Deere didn’t immediately respond to a request for comment.

This, however, is a long-term issue. There are some 280 million cars, trucks, busses and motorcycles registered in the U.S. Less than 1% of those are electric.

At a rate of 10 million EVs sold a year, it would still take until 2040 for ethanol demand to be cut by about one third according to Barron’s calculations. So the EPA goals threaten about 15 million acres of corn planting about 20 years from now. While that is still a ways off, Shlisky says the issue is worth considering.

The risk to ethanol from EVs doesn’t affect his Deere stock rating, however.

“Deere is by no means doomed,” wrote Shlisky, noting Deere has lots of time to adjust. “A company does not stay in business for over 180 years if it is not able to adapt to the times.”

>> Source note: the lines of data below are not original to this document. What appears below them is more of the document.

PR #1826, opened 2026-08-28
Enable sccache preprocessor-cache mode for wheel builds

ramakrishnap-nv:
## Summary
Enable scache for wheel build.

### DIFF
--- a/ci/build_wheel.sh
+++ b/ci/build_wheel.sh
@@ -28,6 +28,13 @@ source rapids-configure-sccache
 source rapids-datetime-string
 source rapids-init-pip
 
+# Wheel builds happen in a fresh checkout path on every run, which breaks sccache's default
+# direct-mode cache key (it includes the literal compiler invocation, e.g. include paths).
+# Preprocessor-cache mode keys on the preprocessed source instead, so it survives that. Same
+# pattern as cudf's and rmm's wheel builds.
+export SCCACHE_S3_PREPROCESSOR_CACHE_KEY_PREFIX="${package_name}-${RAPIDS_CONDA_ARCH}-cuda${RAPIDS_CUDA_VERSION%%.*}-wheel-preprocessor-cache"
+export SCCACHE_S3_USE_PREPROCESSOR_CACHE_MODE=true
+
 # Update the version to accomodate nightly and release changes for the wheel name
 RAPIDS_VERSION_SUFFIX=".post${RAPIDS_DATETIME_STRING}" \
   rapids-generate-version > ./VERSION


ci/build_wheel.sh
```diff
@@ -28,6 +28,13 @@ source rapids-configure-sccache
 source rapids-datetime-string
 source rapids-init-pip
 
+# Wheel builds happen in a fresh checkout path on every run, which breaks sccache's default
+# direct-mode cache key (it includes the literal compiler invocation, e.g. include paths).
+# Preprocessor-cache mode keys on the preprocessed source instead, so it survives that. Same
+# pattern as cudf's and rmm's wheel builds.
+export SCCACHE_S3_PREPROCESSOR_CACHE_KEY_PREFIX="${package_name}-${RAPIDS_CONDA_ARCH}-cuda${RAPIDS_CUDA_VERSION%%.*}-wheel-preprocessor-cache"
+export SCCACHE_S3_USE_PREPROCESSOR_CACHE_MODE=true
```
jameslamb, line 36: I don't understand this one. Can you show some evidence of `sccache` not being enabled already in a place you expect it?

For example, on the most recent `libcuopt` build on `main`, I see pretty good cache hit rates building `libcuopt`.

```text
Cache hits rate                            94.44 %
Cache hits rate (c [gcc])                 100.00 %
Cache hits rate (c++ [gcc])                99.42 %
Cache hits rate (cubin [ptxas])           100.00 %
Cache hits rate (cuda [cudafe++])           0.00 %
Cache hits rate (cuda [nvcc])              98.28 %
Cache hits rate (ptx [cicc])                0.00 %
```

([build link](https://github.com/NVIDIA/cuopt/actions/runs/33359460395/job/99387925801#step:13:11463))

jameslamb: If your goal is to get `sccache` benefits for other wheels, turn off build isolation for them so they'll build from a stable path.

https://github.com/NVIDIA/cuopt/blob/d3af87e36869ce0fdfb451cbf1e0c27317a9243c/ci/build_wheel_libcuopt.sh#L91-L93

jameslamb (changes requested):
I don't think this is the right fix and I'm unsure which wheel builds you're trying to enable caching for. Left some suggestions.

ramakrishnap-nv:
Thanks for the review, @jameslamb — you're right, this isn't needed.

We didn't see sccache explicitly enabled for these wheel builds (unlike the conda build, where `rapids-configure-sccache` usage is more visible/direct), so we assumed it wasn't enabled here and added preprocessor-cache mode to compensate for the fresh-path issue we expected. Your data shows `libcuopt` already gets good direct-mode hit rates via the existing `--no-build-isolation` setup, so this change doesn't add value there and we don't have evidence it's needed for the other wheels either.

Closing this PR.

He rates shares Buy and has a $520 price target for the stock. Deere shares are up 0.6% in Friday trading at $386.98. The S&P 500 and Dow Jones Industrial Average are down 0.4% and 0.6%, respectively.

The ethanol issue doesn’t appear to be on the minds of other analysts so far. Overall, 70% of analysts covering the company rate shares Buy. The average Buy-rating ratio for stocks in the S&P 500 is about 58%. The average analyst price target for Deere stock is at about $479 a share.